Source data

PR #3092, opened 2024-11-10
feat: add `constants/float32/min-base10-exponent`

gururaj1512:
Resolves None.

This pull request:

-   Adds implementaion of `constants/float32/min-base10-exponent`

```javascript
var FLOAT32_MIN_BASE10_EXPONENT = require( '@stdlib/constants/float32/min-base10-exponent' );

console.log( FLOAT32_MIN_BASE10_EXPONENT );
// => -38
```

## Questions

No.

## Other

No.

## Checklist

* * *

@stdlib-js/reviewers


Planeshifter:
@gururaj1512 In the C standard library, the `FLT_MIN_10_EXP` macro for the minimum base 10 exponent for a normal single-precision floating-point number is defined as `-37`.
While the smallest positive normal single-precision floating-point number has a base 10 exponent of `-38` (`~1.17549435e-38`), standard libraries define the minimum base 10 exponent as `-37` to ensure that any number greater than or equal to `10^{-37}` is representable as a normal float. We should use this value instead, as it is the widely accepted and used one in various programming languages.

References:

-   https://en.cppreference.com/w/c/types/limits
-   https://en.cppreference.com/w/cpp/types/numeric_limits/min_exponent10

gururaj1512:
> @gururaj1512 In the C standard library, the `FLT_MIN_10_EXP` macro for the minimum base 10 exponent for a normal single-precision floating-point number is defined as `-37`. While the smallest positive normal single-precision floating-point number has a base 10 exponent of `-38` (`~1.17549435e-38`), standard libraries define the minimum base 10 exponent as `-37` to ensure that any number greater than or equal to `10^{-37}` is representable as a normal float. We should use this value instead, as it is the widely accepted and used one in various programming languages.
> 
> References:
> 
> * https://en.cppreference.com/w/c/types/limits
> * https://en.cppreference.com/w/cpp/types/numeric_limits/min_exponent10

lib/node_modules/@stdlib/constants/float32/min-base10-exponent/package.json
```diff
@@ -0,0 +1,69 @@
...
+  ],
+  "keywords": [
+    "stdlib",
+    "stdmath",
+    "constant",
+    "const",
+    "mathematics",
+    "math",
+    "double",
+    "dbl",
```
Planeshifter:
```suggestion
    "single",
```

Planeshifter (approved):
Thanks for the PR and update, @gururaj1512!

_Problem statement:_
All of the records above should be copied exactly.

_Expected answer:_
PR #3092, opened 2024-11-10
feat: add `constants/float32/min-base10-exponent`

gururaj1512:
Resolves None.

This pull request:

-   Adds implementaion of `constants/float32/min-base10-exponent`

```javascript
var FLOAT32_MIN_BASE10_EXPONENT = require( '@stdlib/constants/float32/min-base10-exponent' );

console.log( FLOAT32_MIN_BASE10_EXPONENT );
// => -38
```

## Questions

No.

## Other

No.

## Checklist

* * *

@stdlib-js/reviewers


Planeshifter:
@gururaj1512 In the C standard library, the `FLT_MIN_10_EXP` macro for the minimum base 10 exponent for a normal single-precision floating-point number is defined as `-37`.
While the smallest positive normal single-precision floating-point number has a base 10 exponent of `-38` (`~1.17549435e-38`), standard libraries define the minimum base 10 exponent as `-37` to ensure that any number greater than or equal to `10^{-37}` is representable as a normal float. We should use this value instead, as it is the widely accepted and used one in various programming languages.

References:

-   https://en.cppreference.com/w/c/types/limits
-   https://en.cppreference.com/w/cpp/types/numeric_limits/min_exponent10

gururaj1512:
> @gururaj1512 In the C standard library, the `FLT_MIN_10_EXP` macro for the minimum base 10 exponent for a normal single-precision floating-point number is defined as `-37`. While the smallest positive normal single-precision floating-point number has a base 10 exponent of `-38` (`~1.17549435e-38`), standard libraries define the minimum base 10 exponent as `-37` to ensure that any number greater than or equal to `10^{-37}` is representable as a normal float. We should use this value instead, as it is the widely accepted and used one in various programming languages.
> 
> References:
> 
> * https://en.cppreference.com/w/c/types/limits
> * https://en.cppreference.com/w/cpp/types/numeric_limits/min_exponent10

lib/node_modules/@stdlib/constants/float32/min-base10-exponent/package.json
```diff
@@ -0,0 +1,69 @@
...
+  ],
+  "keywords": [
+    "stdlib",
+    "stdmath",
+    "constant",
+    "const",
+    "mathematics",
+    "math",
+    "double",
+    "dbl",
```
Planeshifter:
```suggestion
    "single",
```

Planeshifter (approved):
Thanks for the PR and update, @gururaj1512!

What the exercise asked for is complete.